The following contains Star Trek: Discovery spoilers.
Star Trek Discovery Season 4 Episode 11
After a couple of episodes where it felt like nothing much actually happened, Star Trek: Discovery bounces back with an hour that, though it somehow still manages to put off first contact with Unknown Species 10-C for another week, at least gets the ship and its crew back to its science mission roots in their attempt to learn more about the mysterious race. (Also, Saru and T’Rina are 100% going on a holodeck date! My heart!)
Smartly, the episode also puts a firm countdown clock on Earth’s impending destruction, and now we’ve got less than two days to convince the 10-C to call off the DMA (or at least change its course) before billions of lives are lost. And perhaps the imposition of that framing is almost entirely artificial, but it does add some much-needed tension to proceedings that this story has been lacking during its midseason run of episodes.
Much like “Rubicon” before it, this Discovery installment wears its purpose on its sleeve (er…in its episode title) in a terribly literal sense.
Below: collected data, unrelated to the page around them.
Issue #1668, opened 2017-11-06
Bring in newer ld-linux and glibc libraries


sergiusens:
Estimate: 1 day

Issue #1669, opened 2017-11-06
patchelf with ld-linux from the future


sergiusens:
Estimate: 1 day

PR #1850, opened 2018-01-04
pluginhandler: patch and handle elf files on glibc mismatch

sergiusens:
If the required glibc is greater than the one provided by the given
base, fetch libc6 from the host, prime it and use the dynamic loader
from there instead.

Closes: #1668 #1669

-----


snapcraft/internal/elf.py
```diff
@@ -77,7 +77,6 @@ def __init__(self, *, soname: str, path: str, root_path: str,
             self.in_base_snap = False
 
 
-@lru_cache()
```
elopio: I'm curious, why did you remove it?

snapcraft/internal/pluginhandler/_mangling.py
```diff
@@ -0,0 +1,83 @@
...
+def _get_dynamic_linker(library_list: List[str]) -> str:
+    """Return the dynamic linker from library_list."""
+    regex = re.compile(r'(?P<dynamic_linker>ld-[\d.]+.so)$')
+
+    for library in library_list:
+        m = regex.search(os.path.basename(library))
+        if m:
+            return m.group('dynamic_linker')
+
+    raise NotImplementedError(
```
elopio: I don't think this should be a NotImplementedError.
A more snapcraft-specific exception would be better.

kyrofa: Agreed, although I think this is the one @sergiusens specifically did not want to make friendly. A RuntimeError would be better-suited, if needed.

snapcraft/internal/pluginhandler/_mangling.py
```diff
@@ -0,0 +1,83 @@
+# -*- Mode:Python; indent-tabs-mode:nil; tab-width:4 -*-
```
kyrofa: We already have a `snapcraft.internal.mangling` module. Should this go in there?

snapcraft/internal/pluginhandler/__init__.py
```diff
@@ -575,7 +550,20 @@ def prime(self, force=False) -> None:
...
+        # get_core_dynamic_linker to resolve the final path for which
+        # we resort to our only working base 16, ld-2.23.so.
+        linker_compatible = (e.is_linker_compatible(linker='ld-2.23.so')
+                             for e in elf_files)
+        if not all((x for x in linker_compatible)):
+            handle_glibc_mismatch(elf_files=elf_files,
+                                  root_path=self.primedir,
+                                  snap_base_path=self._snap_base_path,
+                                  core_base_path=core_path)
+        elif self._confinement == 'classic':
```
kyrofa: Why are we patching the mismatched versions only on non-classic snaps?

snapcraft/internal/pluginhandler/_mangling.py
```diff
@@ -0,0 +1,83 @@
...
+        if required_glibc:
+            formatted_list.append('- {} -> GLIBC {}'.format(
+                elf_file.path, required_glibc))
+            patch_elf_files.append(elf_file)
+    logger.warning('The primed files will not work with the current '
+                   'base given the GLIBC mismatch of the primed '
+                   'files and the linker version (2.23) used in the '
+                   'base. These are the GLIBC versions required by '
+                   'the primed files that do not match and will be '
+                   'patched:\n {}\n'.format(
```
kyrofa: This message implies (to me) that we're patching the mismatching files to use the older version of libc, which isn't the case. We're migrating the newer libc into the snap and patching them to use that instead of the one in the core snap, right? Perhaps this warning could say something like:

"The primed files will not work[...] These are the GLIBC versions required by the primed files that don't match[...]. To work around this, the newer libc will be migrated into the snap, and these files will be patched to use it."

snapcraft/internal/elf.py
sergiusens: simple pimple; on running `load_dependencies` to get the new ones, we'd get the old ones. There is no API to wipe the cache so I just decided to remove it

snapcraft/internal/pluginhandler/_mangling.py
sergiusens: `RuntimeError` it shall be, this is not anything a user can fix and a horrible thing if it happens so the error should look just as grotesque for us to fix fast.

snapcraft/internal/mangling.py
```diff
@@ -46,3 +52,89 @@ def rewrite_python_shebangs(root_dir):
...
+
+    logger.warning('The primed files will not work with the current '
+                   'base given the GLIBC mismatch of the primed '
+                   'files and the linker version (2.23) used in the '
+                   'base. These are the GLIBC versions required by '
+                   'the primed files that do not match and will be '
+                   'patched:\n {}\n'
+                   'To work around this, the newer libc will be '
+                   'migrated into the snap, and these files will be '
+                   'patched to use it.'.format('\n'.join(formatted_list)))
```
kyrofa: This was tremendously helpful when testing, by the way.

snapcraft/tests/bin/readelf/readelf
```diff
@@ -0,0 +1,37 @@
+#!/usr/bin/env python3
```
kyrofa: Nice idea.

snapcraft/tests/unit/test_mangling.py
```diff
@@ -106,3 +108,116 @@ def test_following_docstring_no_rewrite(self):
             This is a test
             =======================
         """)))
+
+
+class FakeElf(fixtures.Fixture):
```
kyrofa: We have snapcraft/tests/fixture_setup.py-- should this go in there?

sergiusens: the only reason I didn't move it into fixtures_setup is because it is so big and I believe it has the wrong name.

I'll propose a followup with a refactor to `fixtures_setup`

In “Rosetta,” Michael, Saru, Detmer, and Culber head down to the surface of the dead gas giant that orbits just outside the 10-C’s hyperfield dome, in the hopes of learning, well, anything at all that might help first contact go more smoothly. Michael is desperate for some sort of cultural context about these creatures, a guidebook or a Rosetta Stone, if you will (ba dum tiss), that might help crack the mystery of who they are and what they value. And though she finds some useful clues—albeit not quite in the way she was expecting—none of them are a guarantee of success.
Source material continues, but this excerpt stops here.